Beatbuddy looks incredible, and the developer, THREAKS, has come up with a colourful art style that provides a treat for the eyes while your ears are being served  with excellent compositions from various artists. In fact, each level has a single song from each composer. Also, each level has a certain style of music to accompany the visuals; the first level starts off slow but soon builds into an energetic swing piece that will keep your foot tapping along, and that actually does help with your rhythm and puzzle solving. There are hazards that have to be navigated that change in time with the music and certain actions you do will affect the music. The Hi-hat crab is a hazard that crops up regularly and protrudes spikes out of the walls, making them impassable, but if you hit the crab, not only will the spikes retreat into the walls but the hi-hat sound will also stop in the music, which is a nice little touch.

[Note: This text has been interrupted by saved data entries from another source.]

PR #1485, opened 2026-05-08
feat(ref. DPLAN-17737) Change session to localStorage DpDataTable

riechedemos:
### Ticket                                            
  [DPLAN-17737](https://demoseurope.youtrack.cloud/issue/DPLAN-17737)                       
                                                                                                    
Add `columnWidthStorageKey` prop on `DpDataTable` so consumers can opt in to persisting column widths in `localStorage` instead of `sessionStorage`. The prop is forwarded through `DpTableHeader` to `DpResizableColumn`. When the prop is unset, the existing `sessionStorage`-based behavior is preserved unchanged.                                           
                                                                                                    
  ### How to review/test                                                                            
-Go to SegmentsList (Abschnitte) → resize columns, close the tab, reopen → widths are restored                                                                    
                                                                                                    
  ### Linked PRs                                                                                    
[demos-europe/demosplan-core#<PR-Nummer>](https://github.com/demos-europe/demosplan-core/pull/6239)

### DIFF
--- a/src/components/DpDataTable/DpDataTable.vue
+++ b/src/components/DpDataTable/DpDataTable.vue
@@ -755,8 +755,10 @@ export default {
     },
 
     readStoredColWidth (headerField) {
-      // When columnWidthStorageKey is set, persist column widths in localStorage (survives tab close).
-      // Otherwise, fall back to the legacy sessionStorage behavior used by other DpDataTable consumers.
+      /*
+       * When columnWidthStorageKey is set, persist column widths in localStorage (survives tab close).
+       * Otherwise, fall back to the legacy sessionStorage behavior used by other DpDataTable consumers.
+       */
       if (this.columnWidthStorageKey) {
         try {
           const stored = localStorage.getItem(`dpDataTable:colWidth:${this.columnWidthStorageKey}:${headerField}`)
--- a/src/components/DpDataTable/DpDataTable.vue
+++ b/src/components/DpDataTable/DpDataTable.vue
@@ -27,6 +27,7 @@
           :data-cy="`${dataCy}:header`"
           :all-expanded="allExpanded"
           :checked="allSelected"
+          :column-width-storage-key="columnWidthStorageKey"
           :density="density"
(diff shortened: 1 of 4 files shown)


src/components/DpDataTable/DpDataTable.vue
huellnerdemos, line 582: When i tested changing the column width, it was stored in the local storage  correctly. But after reloading the page, the columns still was there, but the width was set back to default values. The correct values where still saved in the storage, but something had overwritten it in the style width. I investigated a bit and found out, that a small change at two places can fix this. It's just changing the order of some method calls.  
```suggestion
           this.fillContainerWidth(tableHeaderElements)
           this.setColsWidth(tableHeaderElements)
```

huellnerdemos, line 969: At this place we maybe also have to change the order of some method calls, to prevent `this.fillContainerWidth(tableHeaderElements)` to override the values that came from the storage through `this.setColsWidth(tableHeaderElements)` before.


```suggestion

     this.tableEl.style.tableLayout = 'fixed'
     this.tableEl.classList.add('is-fixed')

     this.fillContainerWidth(tableHeaderElements)
     this.setColsWidth(tableHeaderElements)
     
```

huellnerdemos (changes requested):
Thank you! 🎊 🎉  Code looks very good. I tested it and a lot of it worked fine, but when i reloaded the page after adding some columns and change the width of them, they switched back to a default width. I checked the local storage and the values were still saved correctly. So it seemed that something overrides the values after they came from the storage. I added two comments with suggestions, that worked for me. Maybe that could be a solution.

src/components/DpDataTable/DpDataTable.vue
riechedemos: thank you 4c1bf79c2a30b64537857c277f3848eaed533bb3

huellnerdemos (approved):
Code looks good. Tested it and it worked well now. Thank you 🎉

PR #1488, opened 2026-05-13
feat(refs: DPLAN-17223) manual tag ordering within topics in TagsList

riechedemos:
## Ticket
[DPLAN-17223](https://demoseurope.youtrack.cloud/issue/DPLAN-17223/Ado-issue-48739-Sortierte-Schlagwortliste)

## Summary

Two fixes for cross-list drag-and-drop in `DpTreeList`, one of which is in
`DpDraggable` (which `DpTreeList` wraps internally).

### Dragged element correctly identified at `@end` — `DpDraggable.vue`

When dragging a tag from one topic to another, the `@end` handler received
an incorrect `item` — the value at the original `oldIndex` in the (now
re-indexed) source list, not the actually dragged element. `onEnd` now uses
`e.item` from SortableJS directly.

### `end` and `start` declared in emits — `DpTreeList.vue`, `DpTreeListNode.vue`

Both events were bubbled by `handleDrag(...)` but missing from the `emits`
arrays. Consumers binding to either saw Vue warnings. Added both to the arrays.

## Context

Driven by DPLAN-17223 — consumer needs reliable cross-list drop handling to
persist tag moves at the dropped position.

## How to test

1. Use `DpTreeList` with multiple topics -> TagsList.vue
2. Drag a leaf from one topic to another
3. In the `@end` handler, log the `item` (3rd arg) → should be the dragged
   element, not a sibling from the source branch
4. Console should be free of Vue warnings about undeclared `end` / `start` events

## Linked PRs
https://github.com/demos-europe/demosplan-core/pull/6233

PR #1489, opened 2026-05-18
fix(refs DPLAN-17223): clean up orphaned DOM node on cross-list drop

riechedemos:
## Ticket
[DPLAN-17223](https://demoseurope.youtrack.cloud/issue/DPLAN-17223/Ado-issue-48739-Sortierte-Schlagwortliste)

This PR adds a bugfix to https://github.com/demos-europe/demosplan-ui/pull/1488

SortableJS moves the dragged element directly in the DOM; Vue's v-for then rebuilds the destination from state and leaves the moved node behind as a duplicate. Remove it in onEnd so Vue is the single source of truth.


huellnerdemos (approved):
Tested it and it works fine. Thank you 🎉

PR #1496, opened 2026-05-26
fix: use new plyr import path

meissnerdemos:
Fix build error from new Plyr version: replace removed deep import plyr/dist/plyr.polyfilled.min with main entry plyr.


hwiem (approved):
Thanks!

However, there were a few problems I had with the game; in every level there are vehicle sections where you drive the Bubbly Buggy. These sections I didn’t have as much fun with, mainly because of the odd movement. Beatbuddy swims through the water with fluency and ease. The Bubble Buggy stutters along because its movement is restricted by the beat of the background music. It does have a boost function; however, this is rather limited because it can only be activated on every other beat and when the action gets frantic you don’t really have time to sit and count the beats, which can lead to frustration. Another major problem is bugs: I encountered a few framerate drops in areas and the game crashed on me twice, leading to a console reset. I have also had a key not appear, meaning I was stuck wandering around ’til I died, and then it appeared. I’m sure these will be fixed with a patch shortly but, at the moment, it is annoying. Also, the puzzles are very hit and miss. Some are very clever and enjoyable to work out, while others are very tedious and boil down to basic fetch this item and then fetch another. Also a lot of the same puzzle elements are used over and over again. Remember I mentioned the bassdrum earlier? Well, get used to seeing it, because it shows up…a lot. The mechanic is overused.


The Recommendation

Despite all the technical problems, I would still highly recommend Beatbuddy. It is very inventive, and the way it integrates music into the gameplay is remarkable. The game isn’t especially long or difficult. Also, it is let down by the puzzle variety slightly, and the story is very throw away, but other than that this is a very solid puzzle/adventure title and a welcome addition to the eShop library (UK only for now, though).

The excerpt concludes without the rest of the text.